A FARM has been fined £60,000 after a 43 year-old tipper truck driver was electrocuted as he delivered stone on their land.

Paddy Rice was killed when he stepped out of his truck which had struck 11,000 volts overhead power lines in a field near a huge log pile where he had been told to tip the stone.

Exeter Magistrates Court was told the log pile was the third “overflow” area where the stone was to be tipped which was along a track on the 2,000 acre estate.

Witness Martin Bragg said overhead power cables should be a “red flag” to drivers of diggers and tipper lorries.

Father of three Paddy, from Copplestone, near Crediton, was on his third drop at the site at VB Farms Spreyton estate at Spreyton near Crediton in May 2021 when the tragic incident happened.

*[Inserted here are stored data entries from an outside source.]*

PR #1339, opened 2025-04-29
EVEREST-1106 Check built-in user existence on every request

oksana-grishchenko:
[EVEREST-1106](https://jira.percona.com/browse/EVEREST-1106) [Powered by Pull Request Badge](https://pullrequestbadge.com/?utm_medium=github&utm_source=percona&utm_campaign=badge_info)

EVEREST-1106

For the deleted built-in users, their access token was still valid until its natural expiration time.
To fix this, Everest server from now on checks if the user exists for every authenticated request for a built-in user. To avoid overloading k8s API with requests, Everest server uses a separate controller-runtime client with cache enabled for the needed resources.

[EVEREST-1106]: https://perconadev.atlassian.net/browse/EVEREST-1106?atlOrigin=eyJpIjoiNWRkNTljNzYxNjVmNDY3MDlhMDU5Y2ZhYzA5YTRkZjUiLCJwIjoiZ2l0aHViLWNvbS1KU1cifQ

### DIFF
--- a/pkg/session/manager.go
+++ b/pkg/session/manager.go
@@ -48,7 +48,10 @@ const (
 	SessionManagerClaimsIssuer = "everest"
 )
 
-var errExtractSub = errors.New("could not extract sub")
+var (
+	errExtractSub = errors.New("could not extract sub")
+	errExtractIss = errors.New("could not extract iss")
+)
 
 // Manager provides functionality for creating and managing JWT tokens.
 type Manager struct {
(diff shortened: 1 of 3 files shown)


pkg/session/manager.go
```diff
@@ -179,3 +204,37 @@ func (mgr *Manager) BlocklistMiddleWare(skipperFunc func() (echomiddleware.Skipp
...
+	content, err := extractContent(token)
+	if err != nil {
+		return "", false, err
+	}
+	sub, ok := content.Payload["sub"].(string)
+	if !ok {
+		return "", false, errExtractSub
+	}
+	username := strings.TrimSuffix(sub, ":login")
+	return username, len(sub) > len(username), nil
```
mayankshah1607, line 222: Can't we instead check if the issuer of the token is `everest` (the `SessionManagerClaimsIssuer` const). Won't that be more reliable?

mayankshah1607 (approved):
LGTM, just one question/suggestion

pkg/session/manager.go
oksana-grishchenko: A good point, I agree it's more reliable than checking the length. Updated, thanks!

mayankshah1607 (approved):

The 6' 6" tall worker was described as a “very experienced sensible driver” and his family said he was a “kind, hard working man who is dreadfully missed”.

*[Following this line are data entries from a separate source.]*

PR #1344, opened 2025-04-30
EVEREST-2025 fix(server): remove trailing slash from OIDC issuer in CSP connect-src

### LINKED ISSUE #1343: bug: `Content-Security-Policy` header includes invalid `connect-src` value when OIDC issuer ends with slash
Hi team,

There's a bug in the `connect-src` directive in the CSP header generated by the Everest server when OIDC authentication is enabled. Specifically, if the `Issuer` URL ends with a trailing slash, and the `.well-known` configuration path is appended (which starts with a slash), the resulting URL includes a double slash (`//`), which is not valid in CSP source expressions.

### How to reproduce

1. Configure OIDC authentication with an issuer URL that ends with a slash, for example:
   ```
   https://auth.example.com/
   ```
2. Start the Everest server.
3. Inspect the `Content-Security-Policy` response header.

### Actual result

The CSP header contains a directive like:
```
connect-src 'self' https://auth.example.com//.well-known/openid-configuration;
```

### Expected result

The issuer URL and `.well-known` path should be safely joined to avoid a double slash:
```
connect-src 'self' https://auth.example.com/.well-known/openid-configuration;
```

Thanks for your work on Everest! This fix would help ensure CSP compliance and prevent runtime issues.

aurimasniekis:
[EVEREST-2025](https://jira.percona.com/browse/EVEREST-2025) [Powered by Pull Request Badge](https://pullrequestbadge.com/?utm_medium=github&utm_source=percona&utm_campaign=badge_info)

Ensure the issuer URL used in the Content-Security-Policy connect-src directive does not include a trailing slash, to avoid invalid URLs with double slashes  (e.g. https://auth.example.com//.well-known/openid-configuration).

Fixes #1343


recharte (approved):
Hi @aurimasniekis, thank you for your contribution.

Farm manager George Perrott told the court he knew there were pylons in the field but did not think they posed an “excessive risk”.

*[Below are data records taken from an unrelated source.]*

Issue #1262, opened 2023-04-03
Custom authentication


olenagerasimova:
Let's add factories and loader for authentication to provide possibility to implement authentication of user's choice and needs.

olenagerasimova:
done

PR #1263, opened 2023-04-04
feat: add auth factories

olenagerasimova:
part of #1262 

Added factories for authentications and tests.


src/main/java/com/artipie/settings/YamlSettings.java
```diff
@@ -214,9 +168,10 @@ private static CachedUsers initAuth(final YamlMapping settings) {
             );
             res = new AuthFromEnv();
         } else {
+            final AuthLoader loader = new AuthLoader();
             final List<Authentication> auth = creds.values().stream().map(
-                node -> CredentialsType.valueOf(node.asMapping())
-            ).map(type -> type.auth(settings)).toList();
+                node -> node.asMapping().string(YamlSettings.NODE_TYPE)
+            ).map(type -> loader.newObject(type, settings)).toList();
             res = auth.get(0);
```
andpopov, line 175: Can we add check of size of 'auth' list? Because if auth is empty then IndexOutOfBoundsException will be thrown.

andpopov (changes requested):

src/main/java/com/artipie/settings/YamlSettings.java
olenagerasimova: hm, it's not possible as we checked credentials sequence and it's not empty. Then, we perform mapping.

src/main/java/com/artipie/settings/YamlSettings.java
```diff
@@ -214,9 +168,10 @@ private static CachedUsers initAuth(final YamlMapping settings) {
...
             for (final Authentication users : auth.subList(1, auth.size())) {
```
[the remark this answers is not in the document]
olenagerasimova: list size cannot be less then 1 here and if the size = 1, sublist is empty and for-loop is not entered (check the tests, this case is covered)

andpopov (approved):
@olenagerasimova Looks good, thanks!

src/main/java/com/artipie/settings/YamlSettings.java
```diff
@@ -214,106 +168,76 @@ private static CachedUsers initAuth(final YamlMapping settings) {
...
+                        new StoragesLoader().newObject(
+                            asto.get().string(YamlSettings.NODE_TYPE),
+                            new Config.YamlStorageConfig(asto.get())
+                        )
+                    );
+                } else if (policy != null
+                    && YamlSettings.ARTIPIE.equals(policy.string(YamlSettings.NODE_TYPE))
+                    && policy.yamlMapping(YamlSettings.NODE_STORAGE) != null) {
+                    res = Optional.of(
+                        new StoragesLoader().newObject(
```
dgarus, line 229: `StoragesLoader` problem. Storage factories already initiated for this moment.

olenagerasimova: will be fixed in #1270

dgarus (approved):
Thanks!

He said signage systems had changed since the incident.

VB Farms - which has no previous convictions - denied breaching Health and Safety at Work laws in that work was carried out near overhead power lines in such a manner as to give rise to danger and exposing Paddy Rice and others to the risk of death.

District Judge Stuart Smith found the farm guilty after a one day trial saying which end of the log pile the stone was to be tipped was open to misinterpretation and no-one had shown Paddy Rice where to do this in person, unlike two previous sites where he had tipped the day before.

He said a risk assessment was not considered which could have saved Mr Rice from this “tragic and devastating” incident.

The court was told that health and safety standards at the farm were “far in excess of farming standards” and the farm also relied on external health and safety advisors.

But the judge said on this occasion measures were not adhered to or implemented and said farm manager Mr Perrott did not give regard to the power lines for works in that location.

The farm, which had a £1 million turnover in the last three years, said it had made improvements, introducing a mapping and bar code system.

It has got Western Power to map precisely where every overhead power cable is on its land.

The £60,000 fine and costs of £11,900 will be paid within 28 days.